養命酒ライフスタイルマガジン

生薬ものしり事典

生薬ものしり辞典 18
スタミナ料理に欠かせない「ニラ」

ニラレバ炒めや餃子、チヂミの具など、アジア圏のスタミナ食材として知られるニラ。その独特の匂いから、禅宗などではネギやニンニクと共に「五葷(ごくん)」の一つとして避けられますが、匂いの元になっている「アリシン」はネギやニンニクにも含まれる成分で、これがスタミナ源の一つになっているようです。食材として使われるニラには、一般的な緑色の「葉ニラ」のほかに、ニラの芽が出る前に光を遮断して軟白化させた匂いのない「黄ニラ」や、花茎とつぼみだけの「花ニラ」などがあります。

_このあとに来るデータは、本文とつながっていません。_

PR #147, opened 2026-06-24
Add local Ollama model selection to the web composer

Wachynaky:
Expose locally-installed Ollama models as selectable chat models in the composer's model picker. The Claude Agent SDK only speaks the Anthropic Messages API, so Ollama (OpenAI-compatible) is reached through the bundled CLIProxyAPI proxy, registered as an openai-compatibility upstream — this requires proxy.enabled.

Backend:
- OllamaConfig + ollama_routable gate (Ollama enabled AND proxy enabled)
- nerve/ollama.py: best-effort model discovery via Ollama GET /api/tags
- proxy/service.py: register discovered models as a proxy upstream
- GET /api/models route for the picker
- engine: thread per-session model, recreate the SDK client on a mid-session model switch, and suppress Anthropic-only knobs (extended thinking, effort, context-1m beta) for non-Claude models
- server: pass the WS per-message model through to run()
- startup warning when ollama.enabled but proxy.enabled is false

Frontend:
- api.getModels() + optional model arg on ws.sendMessage
- chatStore holds available/selected/default model (persisted to localStorage)
- ChatInput renders a model picker, shown only when more than one model is offered

config.example.yaml: document the proxy and ollama blocks.

### DIFF
--- a/config.example.yaml
+++ b/config.example.yaml
@@ -11,6 +11,25 @@ timezone: America/New_York
 #   aws_region: us-east-1      # AWS region for Bedrock
 #   # aws_profile: ""          # Optional: AWS SSO profile name
 
+# Local proxy (CLIProxyAPI) — optional. Routes Anthropic API calls through
+# Claude Code OAuth, and is the Anthropic↔OpenAI translation layer that local
+# Ollama models are reached through. Required for the ollama block below.
+# proxy:
+#   enabled: false
+#   port: 8317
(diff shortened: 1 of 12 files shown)


Wachynaky:
Sorry, I guess this isn’t the right way or the right code for this feature, but I was doing it locally and in the end the Nerve agent uploaded it itself, with my help running the Git commands!

pufit (approved):

PR #153, opened 2026-06-25
Cron/hook thinking-effort: downgrade only under OAuth proxy

constkolesnyak:
## Problem

Every cron run on Claude OAuth (subscription) fails with:

```
API Error: 400 level "max" not supported, valid levels: low, medium, high
```

Root cause: the global `agent.thinking=max` / `agent.effort=max` defaults are applied to **every** session, including cron and hook sessions that run on `cron_model` (Sonnet by default). Claude OAuth caps non-flagship models at `high` and rejects `max`. With a persistent cron session this also poisons every subsequent run on the same `sdk_session_id`.

The main interactive model (Opus) accepts `max`, so just lowering the global default would degrade the interactive experience to fix cron. API users (direct `ANTHROPIC_API_KEY`) accept `max` on every model and shouldn't be downgraded at all.

## Fix

Detect OAuth via `config.proxy.enabled` — the local cli-proxy-api that wraps Claude Code OAuth credentials is the single source of truth for "running under OAuth subscription" in nerve. Cap `thinking` and `effort` to `high` only when:

- `source in ("cron", "hook")`, AND
- `config.proxy.enabled` is True

API users (no proxy) keep their configured value untouched for every source, and interactive sessions keep it under OAuth too — only the narrow OAuth+cron path is downgraded.

Implementation lives in a small `_select_thinking_effort(config, source)` helper at the session-start path in `nerve/agent/engine.py`. It composes cleanly with the existing model-aware `_effective_effort(value, model)` (which already caps Sonnet's effort at `high`) — this layer also handles the `thinking` side (which the CLI otherwise rejects as a string-level `max`) and makes the OAuth trigger explicit.

No new config knobs.

## Tests

`tests/test_engine_options.py` (new, 21 tests, all passing):

- OAuth ON + `cron` / `hook` + `max,max` → `("high","high")` (the exact bug being fixed).
- OAuth ON + `cron` / `hook` + lower values → unchanged (cap, not force).
- OAuth ON + `cron` / `hook` + mixed → each knob capped independently.
- OAuth ON + interactive sources (`web` / `telegram` / `discord` / `api` / `""`) + `max,max` → unchanged (Opus accepts max under OAuth).
- OAuth OFF + every source + `max,max` → unchanged (Artem's exact requirement).
- OAuth OFF + cron + lower values → unchanged.
- `AgentConfig.from_dict({"cron_thinking": "high", "cron_effort": "high"})` silently ignores those keys (backwards-compat for anyone whose config had them).

## Files

- `nerve/agent/engine.py` — `_select_thinking_effort` helper + single call site update
- `tests/test_engine_options.py` — new

## History

Supersedes [#129](https://github.com/ClickHouse/nerve/pull/129) — addresses [@pufit](https://github.com/pufit)'s review feedback:

> *This will change the behavior for API users. We should keep it `max` by default and switch to `high` when OAuth subscription is used.*

The previous PR introduced two config knobs (`agent.cron_thinking`, `agent.cron_effort`) defaulting to `high` and applied them unconditionally — silently downgrading API users. This version detects OAuth automatically via `config.proxy.enabled` with no new config surface.

### DIFF
--- a/config.example.yaml
+++ b/config.example.yaml
@@ -11,25 +11,6 @@ timezone: America/New_York
 #   aws_region: us-east-1      # AWS region for Bedrock
 #   # aws_profile: ""          # Optional: AWS SSO profile name
 
-# Local proxy (CLIProxyAPI) — optional. Routes Anthropic API calls through
-# Claude Code OAuth, and is the Anthropic↔OpenAI translation layer that local
-# Ollama models are reached through. Required for the ollama block below.
-# proxy:
-#   enabled: false
-#   port: 8317
-#   host: 127.0.0.1
-
-# Local Ollama — expose locally-installed Ollama models as selectable chat
-# models in the web composer's model picker. Ollama speaks an OpenAI-compatible
-# API, so this requires proxy.enabled: true (the proxy translates the
-# Anthropic requests the SDK emits). Models are auto-discovered at runtime
-# from the running Ollama server (GET /api/tags) — whatever you've pulled
-# locally shows up automatically, no need to list models here.
-# ollama:
-#   enabled: false
-#   host: 127.0.0.1
-#   port: 11434
-
 # Agent
 agent:
   model: claude-opus-4-8         # Primary model for conversations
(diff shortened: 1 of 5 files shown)


constkolesnyak:
Closing as superseded by upstream's own work.

Two changes since this PR was opened solve the problem it was written for (`400 level "max" not supported` on cron turns) more cleanly than proxy-detection did:

- `ClaudeBackend._MODEL_EFFORT_LEVELS` / `_effective_effort()` now cap effort per-model, so an unsupported level is clamped rather than rejected — regardless of whether the call goes through the OAuth proxy or a direct API key.
- `agent.cron_effort` (with `_base_effort_for_source()`) gives cron/hook turns their own effort setting, which is the knob this PR was really reaching for.

My fork has dropped the patch accordingly — `nerve/agent/backends/claude.py` is now byte-identical to `clickhouse/main`. Nothing here is worth rebasing. Thanks!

ちなみに、ニラの季語は春になりますが、ニラの開花期は8月から10月頃なので、“ニラの花”の季語は夏になります。その白く可憐な花には、「多幸」「星への願い」という、スタミナ系とは無縁のロマンチックな花言葉が付けられています。
今回は、ニラのさまざまな薬効について、養命酒中央研究所の小野洋二研究員がご紹介いたします。

栄養たっぷり、種子も生薬に

養命酒中央研究所
小野洋二研究員

生薬としてのニラは、種を「韮子(キュウシ)」や「韮菜子(キュウサイシ)」と呼んで利用する場合が多いようです。茎葉には「韮白(キュウハク)」や「韮菜(キュウサイ)」、根鱗茎には「韮根(キュウコン)」という生薬名がありますが、生薬としての利用はあまりみられません。
韮子は黒色微細の粒子で辛味と特有の臭気をもち、強壮、強精、利尿のほか下痢止めなどの目的で単品またはクコシ、ゴミシなどと一緒に使われます。


韮子(韮菜子)


韮白(韮菜)

この韮子に対し「偽品」とされるのが「葱子(ソウシ)」または「葱実(ソウジツ)」と呼ばれるネギの種です。表面のシワの有無で見分けるらしく、韮子にはシワが多くみられるが葱子には無い、とのことです。早速比較してみようと思ったのですが、いずれも生薬としてはポピュラーでないためあまり市販品を見かけません。
韮子は手元にありましたが、葱子はなかったので、野菜として栽培するための種を購入して比べてみました。マイクロスコープの拡大画像では、確かに韮子とニラの種にはシワが多く、ネギの種にはニラのような細かいシワはみられませんでした。ただ、この違いを肉眼で確認するのはかなり難しく、ある程度の経験が必要な気はします。
なお、野菜の種として販売されているものは栽培目的以外には使用してはいけません。


韮子(生薬)


ニラの種(栽培用)


ネギの種(栽培用)

種に対し、野菜として一般的なのは葉です。乾燥させたものが生薬としての韮白で、喘息、去痰、鼻血などに用います。また生汁は打撲傷などに外用することもあります。民間では生汁を服用して日射病に、外用して切り傷やウルシかぶれ、歯痛に良いとされています。
野菜として食用に供する場合でも下痢止めや強壮を期待されることがあります。薬用植物に関する書籍にも「にらぞうすい」(ニラ入り味噌汁で作った粥)が昔から下痢に効くといわれ「賞用される」と記されています。
栄養面ではビタミンA、Eなどが豊富で、とくに葉先に多く分布しているようです。一方、特有の香気はむしろ根元に近い方が多いとのことですので、部位ごとに使い方や調理方法を変えてみるとよりニラの良さが堪能できるかも知れません。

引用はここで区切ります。